Posted by: Kay Krhin under Education Updated: January 7, 2011 - 10:00 AM

It's January. That means Kindergarten registration time is upon us. A time that seemed so far away when I was holding my baby in my arms and in a blur here we are.  

Do you remember that book by Robert Fulghum,  All I Really Need to Know I Learned in Kindergarten

All I really need to know is this:  How do you prepare to actually send  your kids away to kindergarten? 

I'm a virtual knot of mixed feelings about this major milestone on so many levels.

First, of course, there's the emotional level.  It will be yet another parenting exercise in letting go. Friends have told us "Just wait until the first day of kindergarten when he walks away from you down that big hallway with his backpack on. Or wait until he gets on the school bus for the first time." Daggers in the heart. Your little baby is officially growing up and becoming more independent. 

But on the flip side I'm so excited for him. He is so eager and anxious to learn more and more every day.  He's ready to take his education to the next level. 

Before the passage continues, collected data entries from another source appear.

PR #942, opened 2024-07-17
Deduplicate script operations

### LINKED ISSUE #922: Executor operations
In a sense, this is an extension of #878.

It could be helpful to expose more operations from the executor, other than just the routines.
An example are functions to save or close the execution:
```py
from myexecutor import ramsey, flipping, save, close

ramsey(...)
save()
flipping(...)
close()
```

Below a list of interesting operations:
- [ ] `save()`: dump the state of the execution as it is
- [ ] `flush()`: dump the state and free memory
- [ ] `close(save=True)`: disconnect the platform, and do the other operation to gracefully close the session (e.g. timing, and a default save, that could be disabled with a parameter)

alecandido:
~~C.loses #922~~


alecandido:
Currently, I just moved the non-routine scripts' operations
https://github.com/qiboteam/qibocal/blob/93d89083b31e2f5d8d17d9ad8fff6bd4698d2b8d/runcards/single_shot.py#L10-L48
to a couple of executor methods:
https://github.com/qiboteam/qibocal/blob/b1416669a8b74c88a13d8c68fdaf1d13b9040fb7/src/qibocal/auto/execute.py#L246-L292

However, I'm not fully happy to have
https://github.com/qiboteam/qibocal/blob/b1416669a8b74c88a13d8c68fdaf1d13b9040fb7/src/qibocal/auto/execute.py#L92-L93
but I also want to limit the overhead in the scripts. 
So, I'm trying to figure out whether and how it is possible to rearrange the execution and dump in a sensible way, in order to delegate the dump as much as possible to the user (limiting the executor state to the history, excluding the output), but without being too much annoying.

alecandido:
@Jacfomg your commits are now available in
https://github.com/qiboteam/qibocal/tree/flux-script

Jacfomg:
> @Jacfomg your commits are now available in https://github.com/qiboteam/qibocal/tree/flux-script

Thanks and sorry for the mess

alecandido:
Let's close this here, and continue in further PRs.

src/qibocal/auto/execute.py
```diff
@@ -237,3 +242,56 @@ def __del__(self):
         except KeyError:
             # it has been explicitly unloaded, no need to do it again
             pass
+
+    def init(
+        self,
+        path: os.PathLike,
+        force: bool = False,
+        platform: Union[Platform, str, None] = None,
+        targets: Optional[Targets] = None,
```
andrea-pasquale, line 251: Here we should also pass `update`. I realize yesterday that by default is `True`.
Therefore, all the `if-else` condition related to platform update in the example scripts are useless...
Perhaps, we could put it as `False` when using execution scripts while we keep True for CLI execution.

runcards/rx_calibration.py
```diff
@@ -1,73 +1,41 @@
...
-# connect and initialize platform
-platform.connect()
-
-# run
-meta.start()
+from myexec import close, drag_tuning, init, rabi_amplitude, ramsey
 
+target = 0
+platform = executor.platform
+platform.settings.nshots = 2048
```
andrea-pasquale, line 10: I think that if you don't put it we will `nshots` specified in `parameters.json`, correct?

andrea-pasquale (approved):
Thanks @alecandido, LGTM.
I have one relevant comment related to `update`, the rest seems ready to merge.

Edoardo-Pedicillo (commented):
LGTM, maybe instead of `init` and `close`, I would prefer two names that are more related to each other, like `connect` and `disconnect`.

Edoardo-Pedicillo (approved):

alecandido:
> LGTM, maybe instead of `init` and `close`, I would prefer two names that are more related to each other, like `connect` and `disconnect`.

There is already an `open`, to match Python usual `open`/`close` pair (it will be `Executor.open()`, to avoid shadowing the built-in `open()`).
However, I'm open to change names. Scripts should be still considered "experimental", we're trying to define the best API. But I'd avoid `connect`/`disconnect` specifically, because it's doing something more than just connecting to the instruments.

alecandido:
I'm now merging, but let's keep discussing improvements, and implement them in new PRs.

PR #949, opened 2024-07-28
Executor context manager

alecandido:
This is more or less complete as it is.

I will test, but it is already doing little to nothing.

Since this was originally an idea by @andrea-pasquale, I'd say it is ready for *your* review in the first place, and I'd like to collect your feedback.

### DIFF
--- a/runcards/rx_calibration.py
+++ b/runcards/rx_calibration.py
@@ -1,77 +1,73 @@
 from qibocal.auto.execute import Executor
 from qibocal.cli.report import report
 
-executor = Executor.create(name="myexec", platform="dummy")
-
-from myexec import close, drag_tuning, init, rabi_amplitude, ramsey
-
 target = 0
-platform = executor.platform
-platform.settings.nshots = 2048
-init("test_rx_calibration", force=True, targets=[target])
+with Executor.open(
+    "myexec", path="test_rx_calibration", platform="dummy", targets=[target], force=True
+) as e:
+    e.platform.settings.nshots = 2000
 
-rabi_output = rabi_amplitude(
-    min_amp_factor=0.5,
-    max_amp_factor=1.5,
-    step_amp_factor=0.01,
-    pulse_length=platform.qubits[target].native_gates.RX.duration,
-)
-# update only if chi2 is satisfied
-if rabi_output.results.chi2[target][0] > 2:
-    raise RuntimeError(
-        f"Rabi fit has chi2 {rabi_output.results.chi2[target][0]} greater than 2. Stopping."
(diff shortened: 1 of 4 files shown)


andrea-pasquale (commented):
Thanks @alecandido, LGTM.
I will test it shortly.
There is one thing still to be addressed after #942:
https://github.com/qiboteam/qibocal/pull/942#discussion_r1694648818.
I think that we should expose also the `update` attribute. If we don't it will be set to `True` and all checks that we are performing in https://github.com/qiboteam/qibocal/blob/exec-ctx-manager/runcards/rx_calibration.py to assess when to update the platform don't make much sense. Let me know what you think.

alecandido:
> There is one thing still to be addressed after #942:
> [#942 (comment)](https://github.com/qiboteam/qibocal/pull/942#discussion_r1694648818).

Sorry, I've been too fast to merge that. But they are all additions, I will provide them here.

runcards/rx_calibration.py
```diff
@@ -1,77 +1,75 @@
...
+    if ramsey_output.results.chi2[target][0] > 2:
+        raise RuntimeError(
+            f"Ramsey fit has chi2 {ramsey_output.results.chi2[target][0]} greater than 2. Stopping."
+        )
+    if ramsey_output.results.delta_phys[target][0] < 1e4:
+        print(
+            f"Ramsey frequency not updated, correction too small { ramsey_output.results.delta_phys[target][0]}"
+        )
+    else:
+        ramsey_output.update_platform(e.platform)
```
andrea-pasquale, line 43: If we keep `update=True` the update will always happen.
So probably we can remove some of those lines.

andrea-pasquale (approved):
Thanks @alecandido, works for me. Just a tiny comment.

runcards/rx_calibration.py
alecandido: Yes, they are all removed, but this one.

Indeed, if you check above the Ramsey call, it is `e.ramsey(..., update=False)`, since, even in the original example, the update was not always happening, but not even failing when it's not happening (only failing for large chi2, but not for small chi2 small corrections)

andrea-pasquale: Yes, you are right. I missed that in `ramsey` you already put `update=False`.

alecandido:
Ok, tests are definitely not extensive, and they should be improved.

However, the feature is there, and minimally tested. Since there are already other PRs relying on this, let's merge as soon as @Jacfomg confirms it is fine :)

Edoardo-Pedicillo (approved):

Then there is the complexity of figuring out how we are going to juggle our schedules to send our son to kindergarten and our daughter to part-time daycare and pre-school.   My husband  and I have been working staggered schedules since Ben was born almost 5 years ago. We knew there would be sacrifices and until recently we didn't have one day together as a family.  We made it work,  we've been able to spend plenty of time with the kids and save money too. But we'd always thought the school years would bring a light at the end of the tunnel.

We imagined when the kids got to grade school it would solve all of our creative scheduling and finances right?  We had aspirations of a world where we'd both work a basic 5 day week while the kids were at school. A world where we'd have entire evenings and weekends off as a family. We thought wistfully  "Just think, we'll have all of this time together and really start socking away the daycare savings for college. "

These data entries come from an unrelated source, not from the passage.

PR #950, opened 2024-07-29
Fix default executor platform

alecandido:
Initially setting it to dummy, to avoid loading attempts from other platforms, through undesired env vars

- [ ] add a test failing in `main`, passing now
- ~~convert one of the two example scripts to `qibocal.routines`~~ done in #949

### DIFF
--- a/src/qibocal/__init__.py
+++ b/src/qibocal/__init__.py
@@ -7,7 +7,7 @@ from .version import __version__
 
 __all__ = ["Executor", "protocols", "command", "__version__"]
 
-DEFAULT_EXECUTOR = Executor.create(".routines")
+DEFAULT_EXECUTOR = Executor.create(".routines", platform="dummy")
 """Default executor, registered as a qibocal submodule.
 
 It is defined for streamlined usage of qibocal protocols in simple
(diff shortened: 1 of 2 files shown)


andrea-pasquale:
@alecandido shall we keep this PR even if there is https://github.com/qiboteam/qrccluster/issues/202?
I don't remember what was the agreement at the end of the meeting.
I guess that we can always merge this to have a safer option.

alecandido:
Still needed: this should be considered a bug everywhere, because it is trying to look for a platform at `import` time (no one asked for).

This is just a small simplification for some scripts, and if unused should have no impact.
Loading dummy should be negligible, so I consider it fine. But here it was trying to may try to load a platform no one asked for, just because you're importing it (and maybe failing on `import qibocal` because you didn't install `laboneq`...).

I've been busy with Qibosoq, but I hope to close this asap. The fix should be good on its own, I just wanted a test.

alecandido:
@stavros11, in case you're wondering what this is, it should fix the bug that required `unset QIBO_PLATFORM` in the queue when using Qibocal (plus the test ensuring this won't happen again).

alecandido:
Here I should have done a better job with testing (compared to #949)

stavros11 (approved):
Thanks @alecandido. It fixes the issue with `$QIBO_PLATFORM`.

andrea-pasquale (approved):

PR #953, opened 2024-07-30
Example of script syntax to run RB

andrea-pasquale:
Here is an example on how to run RB with the script syntax.
I'm running a super short RB changing the amplitude of the pi pulse.
Here are the two reports that are generated after the execution:
http://login.qrccluster.com:9000/nstuLkrSTXe_INZTUnaIjA==
http://login.qrccluster.com:9000/otZWGds9Qi6coougeOVEVQ==

It seems to work as expected.
I believe that you can already start playing with this @wilkensJ.

For any plots or post-processing which involve multiple protocols for time being feel free to dump custom data and use custom plotting functions on top of that. 

Let me know if anything is not clear.

### DIFF
--- a/runcards/rb_script.py
+++ b/runcards/rb_script.py
@@ -1,11 +1,12 @@
 from qibolab import create_platform
 
 from qibocal.auto.execute import Executor
+from qibocal.auto.history import History
 from qibocal.cli.report import report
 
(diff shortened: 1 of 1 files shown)


andrea-pasquale:
Closing in favor of #975

PR #955, opened 2024-07-31
Dispersive shift restless

Jacfomg:
Draft for the Dispersive shift restless. It can help to track the resonator behavior with restless operation of the device.

Checklist:
- [ ] Tests are passing.
    - [ ] Qibo: `master`
    - [ ] Qibolab: `main`


alecandido:
Couldn't it be an option, instead of another routine?

Jacfomg:
> Couldn't it be an option, instead of another routine?

Not sure, can't run in the QPU it gets free then I can see if they are usefull and I can merge them with existant routines if so

PR #960, opened 2024-08-01
rb_correction_qua

Jacfomg:
I dont know how to point this to two branches or if it's even possible so I merge rb_qua branch here

It needs #959 to be merged

Checklist:
- [ ] Tests are passing.
    - [ ] Qibo: `master`
    - [ ] Qibolab: `main`


runcards/rb_correction_qua.py
```diff
@@ -0,0 +1,199 @@
...
+delta_clifford: int = 50
+"Play each sequence with a depth step equals to delta_clifford"
+seed: Optional[int] = 1234
+"Pseudo-random number generator seed"
+n_avg: int = 128
+"Number of averaging loops for each random sequence"
+save_sequences: bool = True
+apply_inverse: bool = True
+state_discrimination: bool = True
+"Flag to enable state discrimination if the readout has been calibrated (rotated blobs and threshold)"
```
andrea-pasquale, line 60: If those parameters are only used once perhaps I would just used directly during the protocol calls instead of adding 30 lines of code.

runcards/rb_correction_qua.py
```diff
@@ -0,0 +1,199 @@
...
+for target in [args.target]:
+
+    # NOTE: Center around the sweetspot [Optional]
+    centered_biases = biases + platform.qubits[target].sweetspot
+
+    for i, bias in enumerate(centered_biases):
+        with Executor.open(
+            f"myexec_{i}",
+            path=args.path / Path(f"flux_{i}"),
+            platform=args.platform,
```
andrea-pasquale, line 100:
```suggestion
            platform=platform,
```
Otherwise the executor will create a different platform.

runcards/rb_correction_qua.py
```diff
@@ -0,0 +1,199 @@
...
+                    pulse_fidelity_uncorrected=[
+                        rb_output_uncorrected.results.pulse_fidelity[target]
+                    ],
+                    pulse_fidelity_corrected=[
+                        rb_output_corrected.results.pulse_fidelity[target]
+                    ],
+                ),
+            )
+
+        # close()
```
andrea-pasquale, line 156:
```suggestion
```

andrea-pasquale (commented):
I've added some comments just for the script

andrea-pasquale:
> I dont know how to point this to two branches or if it's even possible so I merge rb_qua branch here

Perhaps the easiest solution is to point to #959 and merge #949 afterwards.
I'm saying this also because if #959 doesn't get merged also this one cannot be merged.

runcards/rb_correction_qua.py
Jacfomg: it was cleaner to change them there than to go aorund looking for them

alecandido:
> I dont know how to point this to two branches or if it's even possible so I merge rb_qua branch here

@Jacfomg I can tell you, it is not xD

Jacfomg:
> > I dont know how to point this to two branches or if it's even possible so I merge rb_qua branch here
> 
> 
> 
> Perhaps the easiest solution is to point to #959 and merge #949 afterwards.
> 
> I'm saying this also because if #959 doesn't get merged also this one cannot be merged.

I did it the other way around should be fine too

alecandido:
> I did it the other way around should be fine too

As a temporary solution, I'd say it's definitely fine. I will try to merge #949 asap, at which point I will rebase #959, and you could rebase your branch there.

> Someone should make an issue for this XD

Unfortunately, they do not accept issues :P
https://github.com/git/git
But you could write them an email :)

Jacfomg:
@wilkensJ @ingoroth  This would be the code to run some kind of RB corrections when simulating flux changes in the qubit. Feel free to play with it to generate the data you need. Also, you can add other routines to have a longer correction or a smaller one.

andrea-pasquale:
Closing in favor of #975

PR #968, opened 2024-08-12
Hotfix for sweetspot calculation

andrea-pasquale:
The error comes from the fact there was a redundant factor pi which is already included in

Here's my naive news flash.  Full-day Kindergarten costs money, at least in our district.  Plus you need to factor in that the school day ends mid-afternoon and you need to pay for after school care,  if necessary, on top of the full day kindergarten. So it brings me to the question  full-day or half-day?  Full-day K is more expensive and  half-day K , although free, brings along even more scheduling issues along with child care costs.  

I know I'm not the only one in this boat. Many Cribsheet readers have kids the same age. Many are heading to kindergarten this fall. I've been commiserating with longtime reader, Darcie from gustgab on the topic. She touched on the subject with her post:  Already?

We have been going cross-eyed crunching numbers and child care options figuring out our potential scenarios come September. It is like a big game of Tetris in my brain trying to find just the right fit.  

I have been writing down all of our different options for our work schedules and our school and child care choices. The options involved various iterations of  baton parenting, working more evenings or  perhaps enrolling our daughter in a preschool program connected with the grade school Ben enrolls in. But that option, although convenient, would end up with child care costs exceeding our mortgage. Ouch. Grandparents are you reading this? Would you like to move to the Twin Cities?  :) 

Kindergarten.  I wasn't expecting it to be so complicated.  

It's all a bit overwhelming.I know we have many months to finalize the grand design that works best for our family, and most importantly what works best for our children.  A co-worker assured me, "Don't worry, it all works out somehow, someway, you just figure it out." 

I just want to hear from other readers - how do you make it work?"